Top of Entries provided
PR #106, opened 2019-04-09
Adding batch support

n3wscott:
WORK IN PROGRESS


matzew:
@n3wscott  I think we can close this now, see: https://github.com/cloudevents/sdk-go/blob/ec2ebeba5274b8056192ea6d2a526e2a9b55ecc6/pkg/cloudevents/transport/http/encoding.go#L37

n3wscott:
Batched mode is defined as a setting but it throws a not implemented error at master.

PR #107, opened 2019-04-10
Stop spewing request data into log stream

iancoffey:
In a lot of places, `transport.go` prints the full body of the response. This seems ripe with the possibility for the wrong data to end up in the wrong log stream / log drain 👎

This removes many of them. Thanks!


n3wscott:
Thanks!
Bottom of Entries provided
Top of Entries provided
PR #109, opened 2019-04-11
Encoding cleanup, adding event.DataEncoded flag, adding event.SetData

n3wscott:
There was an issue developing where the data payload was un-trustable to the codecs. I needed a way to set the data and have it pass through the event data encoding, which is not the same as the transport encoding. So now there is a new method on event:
Bottom of Entries provided
(Task instructions) From the data, collect all lines where the string "transport" appears.

(Task output)
@n3wscott  I think we can close this now, see: https://github.com/cloudevents/sdk-go/blob/ec2ebeba5274b8056192ea6d2a526e2a9b55ecc6/pkg/cloudevents/transport/http/encoding.go#L37
In a lot of places, `transport.go` prints the full body of the response. This seems ripe with the possibility for the wrong data to end up in the wrong log stream / log drain 👎
There was an issue developing where the data payload was un-trustable to the codecs. I needed a way to set the data and have it pass through the event data encoding, which is not the same as the transport encoding. So now there is a new method on event:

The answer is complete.